Aspose.Words

WordprocessingML (DOCX, XML)

About WordprocessingML

WordprocessingML or WordML is a name for a family of XML-based formats for word processing documents.

WordprocessingML was first introduced in Microsoft Word 2003. WordprocessingML was a significant step by Microsoft towards making the document format open. It is plain XML fotmat.

Office Open XML (OOXML) is the new XML-based format introduced in Microsoft Office 2007 applications. Office Open XML is a container format for several specialized XML-based markup languages. WordprocessingML is the markup language used by Microsoft Office Word to store its DOCX documents.

WordprocessingML in Aspose.Words

This table explains which "versions" of WordprocessingML are supported by Aspose.Words for Java:

WordprocessingML “Version”

Applicable Standard/Specification

Supported

Microsoft Word 2003

Microsoft Word 2003 XML

Yes

Microsoft Word 2007

OOXML ECMA-376

Yes

Microsoft Word 2010

OOXML ISO/IEC DIS 29500

Yes

 

OOXML WordprocessingML documents most often come as DOCX files, which are ZIP packages. In addition to DOCX, Aspose.Words also supports loading and saving OOXML in the “plain XML” Flat OPC format.

Aspose.Words provides extensive support for loading, saving and converting WordprocessingML documents. Such all-embracing implementation is possible because Aspose.Words was designed with the structure of Microsoft Word documents in mind (and WordprocessingML is known to mimic the internal representation of Microsoft Word documents).

A DOCX document generated by Aspose.Words and opened in Microsoft Word.

A DOCX document generated by Aspose.Words follows the Open Packaging Convention and can be opened in a ZIP-capable application.

OOXML is Open, Why Use Aspose.Words?

Being XML-based, Office Open XML is heralded as an enabling technology. It is true that Office Open XML makes it possible to build document processing and generating applications using just the XML classes without relying on third-party libraries such as Aspose.Words.  However, we strongly believe it is still very beneficial to use Aspose.Words when you have to deal with OOXML documents, rather than work through XML or other libraries.

The OOXML specification is several thousand pages long. Being open and standard does not mean being simple. To correctly process or generate OOXML documents one must invest in learning the format well.

In addition to making it simpler to correctly process and generate valid documents, Aspose.Words provides the following important features you would not have when working with OOXML files directly via XML or other third-party libraries:

·          Quality conversions between many popular document formats, including conversion to PDF and XPS.

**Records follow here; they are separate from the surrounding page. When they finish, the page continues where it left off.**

Issue #741, opened 2026-07-08
[fix] apps/web Playwright e2e harness: localhost->::1 breaks all tests on Windows (IPv4-only dev servers)


brownm09:
## Problem

Running the mandated local Playwright e2e suite on Windows fails **every** test:

```
apiRequestContext.get: connect ECONNREFUSED ::1:3004
```

and `page.goto('/import')` hangs ~90s before failing. Observed 2026-07-08 while running `npm run test:e2e -w @lifting-logbook/web` for the local pre-push gate on PR #736.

·          Ability to build documents from fragments from one or multiple documents, while automatically merging per-document structures such as styles and lists.

·          High-level functions such as field update, accept revisions or mail merge can be invoked with just one line of code.

·          Access to flat Range-like operations such as find and replace, get/set text of a bookmark, form field, document field or a node.

Consider the following example. It is a simple paragraph that contains text “Hello World” and the word “Hello” is bold. Now imagine you need to write a program that will search for all “Hello World” phrases in the document and replace them with “Goodbye Earth”.

What started out as a seemingly simple task of loading, modifying and saving an XML file does not look so simple anymore. In fact, it has become very complex. It takes a non-trivial algorithm to find and replace flat text across an XML tree. Have you ever wondered why standard XML classes such as XmlDocument do not offer find and replace functionality.

A fragment of an Office Open XML document.

[XML]

 

<w:p w:rsidR="00C07F31" w:rsidRDefault="003F6D7A">

<w:r w:rsidRPr="003F6D7A">

<w:rPr>

<w:b />

</w:rPr>

<w:t>Hello</w:t>

</w:r>

<w:r>

<w:t xml:space="preserve">World.</w:t>

</w:r>

</w:p>

 

Implementing even a simple find and replace operation over an Office Open XML document yourself is far from easy. It might be that your boss will enjoy you coding this yourself, but maybe not. Our advice: remember that open and standard does not mean simple, and use Aspose.Words.